Put simply, no one can know everything, and so cooperation among people consists of sharing necessary knowledge. Historically, one of the main characteristics of commercially and technologically sophisticated societies has been the fine degree to which knowledge is divided; the degree to which labor is divided is to a large extent derived from the division of knowledge. A knowledge economy is thus based on creating, evaluating, and trading of knowledge.
There are many ways to cut and classify the kinds of knowledge people need to possess and exchange. One appealing way is to divide the information up into those parts that deal with social matters and human affairs and those that concern the external environment. These roughly correspond to the spheres of exchange and production. While the sphere of exchange contains allocative knowledge such as “where do I hire a pipe fitter,” “what is the price of bread,” or “how do I purchase the stock of Microsoft,” the sphere of production contains mostly statements about the physical and biological environments in which people operate.
Technology concerns the latter sphere: it consists of information that regards natural phenomena and the rules and regularities we can formulate about them. It includes statements like “the Mississippi flows from north to south” and “it snows in the winter in Michigan” as well as Schrodinger’s wave equations. Science is a small subset of this set of knowledge, which can be termed propositional knowledge, but the hallmark of the modern age is that its relative importance in the knowledge economy has risen steadily.
Allocative Knowledge
The ways society has used information to allocate resources and reproduce itself involve some of the central questions of economic history. Information about exchange is summarized effectively in market economies by the price mechanism. In a classic article published in 1945, the economist F. A. Hayek pointed out that in market economies a mind-boggling amount of information is summarized and processed by the price mechanism. The typical consumer of a meal of sushi in Evanston does not have to know where the fish was caught, how it was processed and shipped to Illinois, and how it was cooked: by paying the price of a meal, all this information is summarized and processed by people the consumer does not know and does not have to know. On the other hand, the Japanese wholesalers processing the tuna do not have to know or care who precisely wants to eat what.

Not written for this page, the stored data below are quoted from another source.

PR #3752, opened 2023-07-15
Add Documentation to `PollingSystem`

antoniojimeneznieto:
This PR adds documentation to the `PollingSystem` abstract class and its associated methods.

### DIFF
--- a/core/jvm-native/src/main/scala/cats/effect/unsafe/PollingSystem.scala
+++ b/core/jvm-native/src/main/scala/cats/effect/unsafe/PollingSystem.scala
@@ -90,7 +90,7 @@ abstract class PollingSystem {
    *   callback that handles any failures that occur during polling.
    *
    * @return
-   *   whether any events were polled
+   *   whether any events were polled. e.g. if the method returned due to timeout, this should be `false`.
    */
   def poll(poller: Poller, nanos: Long, reportFailure: Throwable => Unit): Boolean
 
--- a/core/jvm-native/src/main/scala/cats/effect/unsafe/PollingSystem.scala
+++ b/core/jvm-native/src/main/scala/cats/effect/unsafe/PollingSystem.scala
@@ -80,7 +80,7 @@ abstract class PollingSystem {
 
   /**
    * @param poller
-   *   the poller used to poll events.
+   *   the thread-local [[Poller]] used to poll events.
    *
    * @param nanos
    *   the maximum duration for which to block, where `nanos == -1` indicates to block
--- a/core/jvm-native/src/main/scala/cats/effect/unsafe/PollingSystem.scala
+++ b/core/jvm-native/src/main/scala/cats/effect/unsafe/PollingSystem.scala
@@ -18,7 +18,7 @@ package cats.effect
 package unsafe
 
 /**
- * Encapsulates the methods required for managing and interacting with a polling system. Polling
+ * Represents a stateful system for managing and interacting with a polling system. Polling
  * systems are typically used in scenarios such as handling multiplexed blocking I/O or other
  * event-driven systems, where one needs to repeatedly check (or "poll") some condition or
  * state, blocking up to some timeout until it is ready.
@@ -30,9 +30,6 @@ package unsafe
  *   - The lifecycle management methods, such as creating and closing the polling system and its
  *     components
  *   - The runtime interaction methods, such as polling events and interrupting the process
- *
- * A concrete implementation of `PollingSystem` should provide specific implementations for all
- * these components and actions.
  */
 abstract class PollingSystem {
 
@@ -54,12 +51,12 @@ abstract class PollingSystem {
   /**
    * Creates a new instance of the user-facing interface.
    *
-   * @param register
+   * @param access
    *   callback to obtain a thread-local `Poller`.
    * @return
    *   an instance of the user-facing interface `Api`.
    */
-  def makeApi(register: (Poller => Unit) => Unit): Api
+  def makeApi(access: (Poller => Unit) => Unit): Api
 
   /**
    * Creates a new instance of the thread-local data structure used for polling.
@@ -70,7 +67,7 @@ abstract class PollingSystem {
   def makePoller(): Poller
 
   /**
-   * Close a specific poller.
+   * Closes a specific poller.
    *
    * @param poller
    *   the poller to be closed.
@@ -89,7 +86,8 @@ abstract class PollingSystem {
    *   callback that handles any failures that occur during polling.
    *
    * @return
-   *   whether any events were polled. e.g. if the method returned due to timeout, this should be `false`.
+   *   whether any events were polled. e.g. if the method returned due to timeout, this should
+   *   be `false`.
    */
   def poll(poller: Poller, nanos: Long, reportFailure: Throwable => Unit): Boolean
 
@@ -100,7 +98,7 @@ abstract class PollingSystem {
   def needsPoll(poller: Poller): Boolean
 
   /**
-   * Interrupt a specific target poller running on a specific target thread.
+   * Interrupts a specific target poller running on a specific target thread.
    *
    * @param targetThread
    *   is the thread where the target poller is running.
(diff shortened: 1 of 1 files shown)


core/jvm-native/src/main/scala/cats/effect/unsafe/PollingSystem.scala
```diff
@@ -17,6 +17,23 @@
 package cats.effect
 package unsafe
 
+/**
+ * Encapsulates the methods required for managing and interacting with a polling system. Polling
```
armanbilge: "encapsulates the methods" sounds like this is a typeclass i.e. just a collection of methods that is otherwise stateless.

Actually, in the current design, an instance of this class _is_ the live polling system i.e. it is stateful, which is why it has a no-arg `close()` method.

core/jvm-native/src/main/scala/cats/effect/unsafe/PollingSystem.scala
```diff
@@ -17,6 +17,23 @@
...
+ * systems are typically used in scenarios such as handling asynchronous I/O or other
```
armanbilge: So this is a really interesting one, depending on what precisely we mean by "asynchronous" :)

_Technically_ if you have truly async I/O I would say you _don't_ need polling, because the I/O is already async and you are just waiting for a callback from somewhere.

Arguably, polling is actually a form of _blocking_ I/O, because you have to block on the poll method. The magic is that (1) we can multiplex polling of multiple sockets into a single blocking call and (2) by integrating this blocking directly into the runtime worker loop it actually becomes "free" i.e. the runtime would have had to block _anyway_ and the user gets an experience of 100% async, non-blocking I/O.

So I wonder if we can use a term like "multiplexed blocking I/O". I just made this up haha so I'm open to better ideas.
```suggestion
 * systems are typically used in scenarios such as handling multiplexed blocking I/O or other
```

core/jvm-native/src/main/scala/cats/effect/unsafe/PollingSystem.scala
```diff
@@ -17,6 +17,23 @@
...
+ * event-driven systems, where one needs to repeatedly check (or "poll") some condition or
+ * state.
```
armanbilge: An important feature of the `poll` method is that it can block to wait for the condition. If it isn't able to block, then the runtime degrades into a busy-loop when it is idle.

```suggestion
 * event-driven systems, where one needs to repeatedly check (or "poll") some condition or
 * state, blocking up to some timeout until it is ready.
```

core/jvm-native/src/main/scala/cats/effect/unsafe/PollingSystem.scala
```diff
@@ -17,6 +17,23 @@
...
+ *
+ * This class abstracts the general components and actions of a polling system, such as:
+ *   - The user-facing interface (API) which interacts with the outside world
+ *   - The thread-local data structure used for polling, which keeps track of the internal state
+ *     of the system and its events
+ *   - The lifecycle management methods, such as creating and closing the polling system and its
+ *     components
+ *   - The interaction methods, such as polling events and interrupting the process
```
armanbilge: These are the methods that the runtime (e.g. the work-stealing threadpool or single-thread event loop) uses to interact with the polling system. But they are not intended for user interaction.

```suggestion
 *   - The runtime interaction methods, such as polling events and interrupting the process
```

core/jvm-native/src/main/scala/cats/effect/unsafe/PollingSystem.scala
```diff
@@ -29,19 +46,49 @@ abstract class PollingSystem {
    */
   type Poller <: AnyRef
 
+  /**
+   * Provides the functionality to close the polling system.
```
armanbilge:
```suggestion
   * Closes the polling system.
```

core/jvm-native/src/main/scala/cats/effect/unsafe/PollingSystem.scala
```diff
@@ -29,19 +46,49 @@ abstract class PollingSystem {
...
+   */
   def close(): Unit
 
+  /**
+   * Creates a new instance of the user-facing interface.
+   *
+   * @param register
+   *   callback that takes a function from `Poller` to `Unit` The function is used to register a
+   *   new poller.
```
armanbilge: > The function is used to register a new poller

This is not correct, it's used to obtain an existing poller, not to register a new one. I can see why it's confusing, because it's named "register". I think it was originally Daniel's idea in one of the older prototypes, maybe he can explain it, or we should consider a different name?

```suggestion
   * @param register
   *   callback to obtain a thread-local `Poller`.
```

core/jvm-native/src/main/scala/cats/effect/unsafe/PollingSystem.scala
```diff
@@ -29,19 +46,49 @@ abstract class PollingSystem {
...
+  /**
+   * Creates a new instance of the thread-local data structure used for polling.
+   *
+   * @return
+   *   an instance of the poller `Poller`.
+   */
   def makePoller(): Poller
 
+  /**
+   * Provides the functionality to close a specific poller.
```
armanbilge:
```suggestion
   * Close a specific poller.
```

core/jvm-native/src/main/scala/cats/effect/unsafe/PollingSystem.scala
```diff
@@ -29,19 +46,49 @@ abstract class PollingSystem {
...
+   *
+   * @param poller
+   *   the poller to be closed.
+   */
   def closePoller(poller: Poller): Unit
 
   /**
+   * @param poller
+   *   the poller used to poll events.
```
armanbilge:
```suggestion
   *   the thread-local [[Poller]] used to poll events.
```

core/jvm-native/src/main/scala/cats/effect/unsafe/PollingSystem.scala
```diff
@@ -29,19 +46,49 @@ abstract class PollingSystem {
...
+   *
    * @param nanos
    *   the maximum duration for which to block, where `nanos == -1` indicates to block
    *   indefinitely.
    *
+   * @param reportFailure
+   *   callback that handles any failures that occur during polling.
+   *
    * @return
    *   whether any events were polled
```
armanbilge:
```suggestion
   *   whether any events were polled. e.g. if the method returned due to timeout, this should be `false`.
```

armanbilge (commented):
Thank you so much for this!! Nice job.

This is actually a really great opportunity to elaborate and discuss some of these design choices, so I've added a few nitpicky comments about some specific details and terminology. Curious what you and @djspiewak think!

core/jvm-native/src/main/scala/cats/effect/unsafe/PollingSystem.scala
antoniojimeneznieto: I find the distinction between truly async I/O and polling operations very interesting and clarifying. 

I must say that the term 'multiplexed blocking I/O' really resonates with the concept. I like it :)

core/jvm-native/src/main/scala/cats/effect/unsafe/PollingSystem.scala
antoniojimeneznieto: I understand, maybe a more fitting description could be 'Represents a stateful system for managing ...'

core/jvm-native/src/main/scala/cats/effect/unsafe/PollingSystem.scala
antoniojimeneznieto: I had a conversation with Daniel and he clarified me how it works. We all agrees that the name is confusing and we thought about renaming `register` to `access`. What do you think ? :)

armanbilge: Thanks for discussing that! I like `access` 👍

armanbilge (approved):
This is excellent. Thanks for the work and thoughtful discussion!

Screen Shot 2023-07-24 at 10 38 35 AM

Free decentralized markets are neither tools of exploitation nor miracle cures for all of society’s ills; they are above all information-cost-saving devices. Once markets are disrupted or abolished, as happened in Marxist command economies, this information has to be processed consciously by officials, who set prices by decree rather than through competitive processes. The results have been devastating.
Money played a unique role in increasing the informational efficiency of societies, since money served as a unique unit of account and thus made exchange easier. Without a means of exchange, trade would require a double coincidence of wants, which is informationally more cumbersome. Money also provides a measure of value, thus providing different goods with a common denominator, which lubricates the exchange process. It is now widely recognized that decentralized and unregulated markets are the most efficient information-processing social tools in our arsenal. Even when they misfire and create inefficient outcomes, the remedies are often worse than the maladies.
The degree to which societies allocate resources through markets rather than through central planning or another allocation mechanism (such as intratribal allocation by the whim of the leader) and the way allocative knowledge is processed and distributed determine to a great degree the social and economic development of a society. Market economies on the Eurasian continent developed, by and large, to a greater degree than those in Africa, Oceania, and pre-1492 America. In western Europe market allocations were highly developed in Roman times but for a variety of reasons declined in the second half of the first millennium, whereas the Islamic Middle East and China were in that sense far more developed.
Parts of western Europe recovered during the Middle Ages, and markets became increasingly important in processing allocative information, with prices of both locally and internationally traded goods increasingly effective in indicating both information about the scarcity (supply) and desirability (demand) of commodities. Moreover, the same kind of decentralized market processes began to control the allocation of labor and land, extending the coordinating role of markets to the factors of production.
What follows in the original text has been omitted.